:: Data records

PR #817, opened 2022-06-30
HYC-1475 - Index contributor label field

bbpennel:
https://jira.lib.unc.edu/browse/HYC-1475

* Index contributor_label_tesim, which is needed for the advanced search page

### DIFF
--- a/lib/active_fedora/rdf/indexing_service.rb
+++ b/lib/active_fedora/rdf/indexing_service.rb
@@ -29,6 +29,7 @@ module ActiveFedora::RDF
       @person_label = []
       @creator_label = []
       @advisor_label = []
+      @contributor_label = []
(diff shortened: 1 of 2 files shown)


lib/active_fedora/rdf/indexing_service.rb
```diff
@@ -171,6 +176,8 @@ def build_person_display(field_key, people)
             @creator_label.push(Array(person['name']))
           elsif field_key.to_s == 'advisors'
             @advisor_label.push(Array(person['name']))
+          elsif field_key.to_s == 'contributors'
+            @contributor_label.push(Array(person['name']))
```
sharonluong, line 180: does `Array(person['name'])` change between elsifs? i see it repeated a lot.

PR #822, opened 2022-07-08
Fix issue with horizontal scroll bar showing up regardless of page width

lfarrell:


bbpennel (approved):
Horizontal scroll begone

PR #824, opened 2022-07-12
Check that kwd-group isn't nil for Sage ingests

lfarrell:
https://jira.lib.unc.edu/browse/HYC-1471


lfarrell:
https://jira.lib.unc.edu/browse/HYC-1471

bbpennel (approved):

PR #828, opened 2022-07-18
HYC-1493 - Coverage/overrides for statistics classes

bbpennel:
https://jira.lib.unc.edu/browse/HYC-1493

* Adds test coverage for overrides in statistic.rb, file_download_stats.rb, and download.rb
* Converts statistic.rb and file_download_stats.rb to overrides (not sure how to do/verify this for download.rb so left it alone)

PR #829, opened 2022-07-18
HYC-1514 - Cache redirect mappings

bbpennel:
https://jira.lib.unc.edu/browse/HYC-1514

* Caches redirect_uuids.csv into two hashes, one for lookups by uuid and the other for lookups by new path/id
* Adds more testing of redirect lookups

This will need to be rebased after https://github.com/UNC-Libraries/hy-c/pull/828 is merged


spec/helpers/hyc_helper_spec.rb
```diff
@@ -55,14 +55,42 @@
...
+    context 'with multiple mappings' do
+      before do
+        File.open(ENV['REDIRECT_FILE_PATH'], 'w') do |f|
+          f.puts 'uuid,new_path'
+          f.puts "02fc897a-12b6-4b81-91e4-b5e29cb683a6,articles/#{article.id}"
+          f.puts "b19ac193-3fc1-43b5-ac52-b4828ec0afdb,parent/#{article.id}/file_sets/ff365f05d"
+        end
+      end
+
+      it 'returns redirect mapping' do
```
sharonluong, line 86: what about a test that looks for a uuid that does not exist in the redirect mappings file?

spec/features/boxc_redirect_spec.rb
```diff
@@ -30,6 +31,7 @@
     ENV['REDIRECT_FILE_PATH'] = cached_redirect_file_path
     ENV['REDIRECT_OLD_DOMAIN'] = cached_redirect_old_domain
     ENV['REDIRECT_NEW_DOMAIN'] = cached_redirect_new_domain
+    HycHelper.clear_redirect_mapping
```
sharonluong, line 34: why does this have to be put at the beginning and the end?

bbpennel: i was finding that when running all the tests there would sometimes be an empty mapping cached from another test that would impact these tests, depending on the random order they ran in. My guess is that another test was making a call to the redirect mapping, which loaded the default empty mapping file.

spec/helpers/hyc_helper_spec.rb
bbpennel: it should be the same as https://github.com/UNC-Libraries/hy-c/blob/2361b85a0cba8f4ab5c757646cac877d0ceb87f2/spec/helpers/hyc_helper_spec.rb#L67 but i've added in another expectation with a uuid.

spec/features/boxc_redirect_spec.rb
sharonluong: It feels kinda weird that tests affect others so much, is it because of the class variables?

bbpennel: yes, it seemed like the best option so that it wouldn't end up with the mapping loaded/cached multiple times (HycHelper is included in 9 classes, although only 3 of them reference redirect_lookup). I'm open to making it a instance variable though if that seems preferable. Having a single instance of a service which is responsible for redirects seems better to me than including a helper, but i'm not really clear on how it would end up in all the right places (my lack of rails knowledge showing)

sharonluong: Hmm. i guess ideally this redirect stuff would be in a service class, not a helper. Then you could initialize the class with the instance variables for the mapping. I'm not familiar with where this is called so I'm not sure if that's persistent enough for your needs.  Maybe would you be able to use the rails cache?

bbpennel: I don't want this ticket to expand too much, but i can see if it looks like a reasonable refactoring this afternoon

sharonluong (approved):
Looks great, thanks!

PR #836, opened 2022-07-26
Change sync mode for mount-code

bbpennel:
* Switch mount-code to using two-way-resolved sync mode, to prevent conflicts from stopping syncs of updated files in git from reaching the container

### DIFF
--- a/docker-compose.yml
+++ b/docker-compose.yml
@@ -108,6 +108,7 @@ volumes:
 x-mutagen:
   sync:
     defaults:
+      mode: "two-way-resolved"
       ignore:
         vcs: true
         paths:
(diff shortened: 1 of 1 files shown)


docker-compose.yml
```diff
@@ -110,9 +110,12 @@ x-mutagen:
     defaults:
       ignore:
         vcs: true
+        paths:
+          - ".DS_Store"
     mount-code:
       alpha: '.'
       beta: "volume://mount-code"
+      mode: "two-way-resolved"
```
cazzerson, line 118: I wonder if we should change this for the solr volumes as well? Or set it as a default?

bbpennel: We could probably try doing this for all volumes, i did actually have a conflict in my solr8-data mount with the schema.xml, which could probably cause some weirdness, but has not so far to the best of my knowledge.

cazzerson: Seems like it would have the same issues as it's part of the code directory. Maybe just move `mode` to the `sync:defaults:` section?

cazzerson (approved):

PR #839, opened 2022-08-11
Sandi overrides

bbpennel:
* Adjustments to the way overrides work for two statistics classes to reduce the amount of upstream code we are duplicating. Improvement, or not?

### DIFF
--- a/app/overrides/models/hyrax/statistic_override.rb
+++ b/app/overrides/models/hyrax/statistic_override.rb
@@ -26,24 +26,16 @@ Hyrax::Statistic.class_eval do
     private
 
     # [hyc-override] add error handling for timeouts
+    alias :original_combined_stats :combined_stats
     def combined_stats(object, start_date, object_method, ga_key, user_id = nil)
-      stat_cache_info = cached_stats(object, start_date, object_method)
-      stats = stat_cache_info[:cached_stats]
-
-      if stat_cache_info[:ga_start_date] < Time.zone.today
-        begin
-          ga_stats = ga_statistics(stat_cache_info[:ga_start_date], object)
-          ga_stats.each do |stat|
-            lstat = build_for(object, :date => stat[:date], object_method => stat[ga_key], :user_id => user_id)
-            lstat.save unless Date.parse(stat[:date]) == Time.zone.today
-            stats << lstat
-          end
-        rescue Net::ReadTimeout
-          Rails.logger.warn "Unable to retrieve GA stats for #{object.id}. Request timed out. Using cached stats for object."
-        end
+      begin
+        original_combined_stats(object, start_date, object_method, ga_key, user_id)
+      rescue Net::ReadTimeout
+        Rails.logger.warn "Unable to retrieve GA stats for #{object.id}. Request timed out. Using cached stats for object."
+        # return the cached statistics since we can't get fresh ones
+        stat_cache_info = cached_stats(object, start_date, object_method)
+        stats = stat_cache_info[:cached_stats]
       end
-
-      stats
     end
   end
 end
--- a/app/overrides/models/hyrax/statistic_override.rb
+++ b/app/overrides/models/hyrax/statistic_override.rb
@@ -26,7 +26,7 @@ Hyrax::Statistic.class_eval do
     private
 
     # [hyc-override] add error handling for timeouts
-    alias :original_combined_stats :combined_stats
+    alias_method :original_combined_stats, :combined_stats
 
     def combined_stats(object, start_date, object_method, ga_key, user_id = nil)
       begin
--- a/app/overrides/models/hyrax/statistic_override.rb
+++ b/app/overrides/models/hyrax/statistic_override.rb
@@ -27,6 +27,7 @@ Hyrax::Statistic.class_eval do
 
     # [hyc-override] add error handling for timeouts
     alias :original_combined_stats :combined_stats
+
     def combined_stats(object, start_date, object_method, ga_key, user_id = nil)
       begin
         original_combined_stats(object, start_date, object_method, ga_key, user_id)
--- a/spec/models/file_download_stat_spec.rb
+++ b/spec/models/file_download_stat_spec.rb
@@ -49,7 +49,8 @@ RSpec.describe FileDownloadStat, type: :model do
         allow(described_class).to receive(:original_ga_statistics)
       end
 
-      it 'calls wrapper method succeed' do
+      it 'calls wrapped method with provided parameters' do
+        expect(described_class).to receive(:original_ga_statistics).with(start_date, file_set2)
         described_class.ga_statistics(start_date, file_set2)
       end
     end
--- a/spec/models/file_download_stat_spec.rb
+++ b/spec/models/file_download_stat_spec.rb
@@ -3,66 +3,55 @@ require 'rails_helper'
 require Rails.root.join('app/overrides/models/file_download_stat_override.rb')
 
 RSpec.describe FileDownloadStat, type: :model do
-  describe '.ga_statistic' do
-    context 'with fileset' do
-      let(:user) { FactoryBot.create(:user) }
-      let(:work) { Article.create(title: ['New Article']) }
-      let(:file_set) { FileSet.new }
-      let(:file_set_actor) { Hyrax::Actors::FileSetActor.new(file_set, user) }
+  let(:file_set) { FactoryBot.create(:file_set) }
+
+  context 'with redirect mappings' do
+    let(:tempfile) { Tempfile.new('redirect_uuids.csv', 'spec/fixtures/') }
+    before do
+      File.open(ENV['REDIRECT_FILE_PATH'], 'w') do |f|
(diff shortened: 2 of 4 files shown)


app/overrides/models/hyrax/statistic_override.rb
```diff
@@ -26,24 +26,16 @@ def ga_statistics(start_date, object)
...
-          end
-        rescue Net::ReadTimeout
-          Rails.logger.warn "Unable to retrieve GA stats for #{object.id}. Request timed out. Using cached stats for object."
-        end
+      begin
+        original_combined_stats(object, start_date, object_method, ga_key, user_id)
+      rescue Net::ReadTimeout
+        Rails.logger.warn "Unable to retrieve GA stats for #{object.id}. Request timed out. Using cached stats for object."
+        # return the cached statistics since we can't get fresh ones
+        stat_cache_info = cached_stats(object, start_date, object_method)
```
cazzerson, line 36: Is this in scope here?

cazzerson:
This is cool. Should the tests be updated as well? Seems like they could be much simpler now that we don't need to test Hyrax. Would it be reasonable to just test `as_subject()` and the rescue block in `combined_stats()`?

cazzerson:
To go full Sandi...I wonder if injecting the original methods would make testing even easier.

bbpennel:
I'm not quite sure what injecting the original methods would mean.

Part of me kind of likes that we're verifying that the output from our custom code plays nicely with the hyrax code, at least in so far as the test can tell. But yeah, can't probably pare down the tests now (might make code climate angry though!)

cazzerson:
Right, but I think the biggest payoff for this approach is simplifying our tests. It seems like we get several free compatibility checks with this approach. For example: 

1) If the aliased method is removed upstream, the alias operation should fail loudly.
2) If the number of required parameters in the upstream aliased method changes, calls to our method and our call to the original method should fail loudly.
3) If the class is removed upstream, `class_eval` should be missing (maybe this is a reason to stick with the `class_eval` approach?).
4) If other code starts calling the aliased upstream method with a different number of (optional) parameters, the call to our wrapper method should fail loudly.
5) If `ga_statistics()` started expecting something other than `id()` from the file parameter, the code should fail loudly.

This isn't every failure case, of course. Hyrax's `combined_stats()` could start catching exceptions and handling them differently than we'd like to. `ga_statistics()` could start modifying the file id. They could stop using these methods or the class but leave them in the codebase (ugh). So I guess my question is: how thoroughly should we test for these errors that could slip through the cracks? 

Re: injecting the original method, I was thinking about possibly accepting the method symbol as an optional argument to the wrapper methods. Reading a bit more about this, it sounds possible, but tricky, in Ruby. Another idea would be passing the `Hyrax::FileDownloadStat` instance in as an optional parameter to the wrapper methods, with `self` as the default value. Something like: `def ga_statistics(start_date, file, my_instance: self)` and then calling `my_instance.original_ga_statistics(start_date, file)`. Seems a little weird and tricky, but could let you pass in a fake for the upstream object.

spec/models/file_download_stat_spec.rb
```diff
@@ -3,66 +3,55 @@
...
+        allow(described_class).to receive(:original_ga_statistics)
+      end
 
-        it 'calls the Legato method with the correct path' do
-          expect(views).to receive(:for_file).with("#{file_set.id}|bfe93126-849a-43a5-b9d9-391e18ffacc6")
-          described_class.ga_statistics(start_date, file_set)
-        end
+      it 'calls wrapped method when override method is called' do
+        described_class.ga_statistics(start_date, file_set2)
+        expect(described_class.original_ga_statistics(start_date, file_set2))
```
cazzerson, line 54: should this be using `to receive().with()` syntax?

spec/models/hyrax/statistic_spec.rb
```diff
@@ -77,95 +77,37 @@ def filter(file)
...
       before do
-        allow(Hyrax::Analytics).to receive(:profile).and_raise(Net::ReadTimeout)
+        allow(concrete_stat_class).to receive(:original_combined_stats).and_raise(Net::ReadTimeout)
+        allow(concrete_stat_class).to receive(:cached_stats).and_return({cached_stats: :cached_results})
       end
 
-      it 'logs and handles error' do
-        expect(Rails.logger).to receive(:warn).with("Unable to retrieve GA stats for #{work_id}. Request timed out. Using cached stats for object.")
-        test_class.statistics(work, Time.zone.today - 4.days, user_id)
+      it 'returns stats from the original method' do
```
cazzerson, line 106: Is this an accurate description? Or is this just testing if it returns cached stats?

spec/models/hyrax/statistic_spec.rb
```diff
@@ -77,95 +77,37 @@ def filter(file)
     end
   end
 
-  describe '#statistics' do
-    let(:test_class) { WorkViewStat }
+  describe '.combined_stats' do
     let(:user) { FactoryBot.create(:user) }
     let(:user_id) { user.id }
```
cazzerson, line 82: do we still need these, or would simple fakes do?

spec/models/file_download_stat_spec.rb
```diff
@@ -3,66 +3,55 @@
...
-      let(:user) { FactoryBot.create(:user) }
-      let(:work) { Article.create(title: ['New Article']) }
-      let(:file_set) { FileSet.new }
-      let(:file_set_actor) { Hyrax::Actors::FileSetActor.new(file_set, user) }
-      let(:start_date) { 2.days.ago }
-
-      before do
-        file_set_actor.attach_to_work(work)
-        allow(Hyrax::Analytics).to receive(:profile).and_return(profile)
+  let(:file_set) { FactoryBot.create(:file_set) }
```
cazzerson, line 6: I'm tempted to cut most of this since `BoxcToHycRedirectService.redirect_lookup` should be tested elsewhere.

spec/models/hyrax/statistic_spec.rb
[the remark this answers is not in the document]
bbpennel: There's no check for an empty cache in the original method, so I was going with the same assumptions they represented
https://github.com/samvera/hyrax/blob/main/app/models/hyrax/statistic.rb#L80-L81

bbpennel: nope, I forgot to change it

spec/models/file_download_stat_spec.rb
bbpennel: There is a specific test for BoxcToHycRedirectService.redirect_lookup, which does verify cases like this. I'm tentative to remove usage of the real class here though. I usually prefer to use real methods from our own code base, particularly if there is only a single implementation, since its more realistic and we're less likely to run into issues where original class's behavior gets updated but we forget to adjust its usages, and the tests in the other class are still passing since their faking the old behavior.

spec/models/file_download_stat_spec.rb
bbpennel: Yes I believe so, will add it

spec/models/file_download_stat_spec.rb
cazzerson: Okay, that makes sense.

spec/models/file_download_stat_spec.rb
bbpennel: After spending quite a bit of time looking at this, I could not get the expect statement to work. I verified that the call to the `original_ga_statistics` method was happening in a few ways (code coverage, debug statement, having it return something and asserting on that, and commenting out the allow statement to see that it fails because it calls the original method), but for some reason the expectation would never find any calls to the method. Not sure if there's some special behavior needed for class methods, but my googling was not turning up anything relevant.

As far as I can tell, the following should work:
`expect(described_class).to receive(:original_ga_statistics)`
but produced
```
(FileDownloadStat(id: integer, date: datetime, downloads: integer, file_id: string, created_at: datetime, updated_at: datetime, user_id: integer) (class)).original_ga_statistics(*(any args))
    expected: 1 time with any arguments
    received: 0 times with any arguments
```
For the moment I have no assertion here. All I can think of to verify its being called is to have `original_ga_statistics` return or raise something.

spec/models/hyrax/statistic_spec.rb
bbpennel: switch it over to using a constant

spec/models/file_download_stat_spec.rb
cazzerson: I'm a bit out of my depth here, but I wonder if this is watching for a call to the class method (via `described_class`) when we should be using an instance double? One interesting discussion:

https://github.com/rspec/rspec-mocks/issues/1187#issuecomment-345560439

bbpennel: Ugh, I got through writing up a lengthy stackoverflow question, then while proofreading it I remembered that `expect` statements are supposed to go before the call to the method being tested. Now the test passes with the expectation.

::::

## Activity
Within the records above, determine the number of lines that hold the word "returns" and return only that value.

## Task solution
3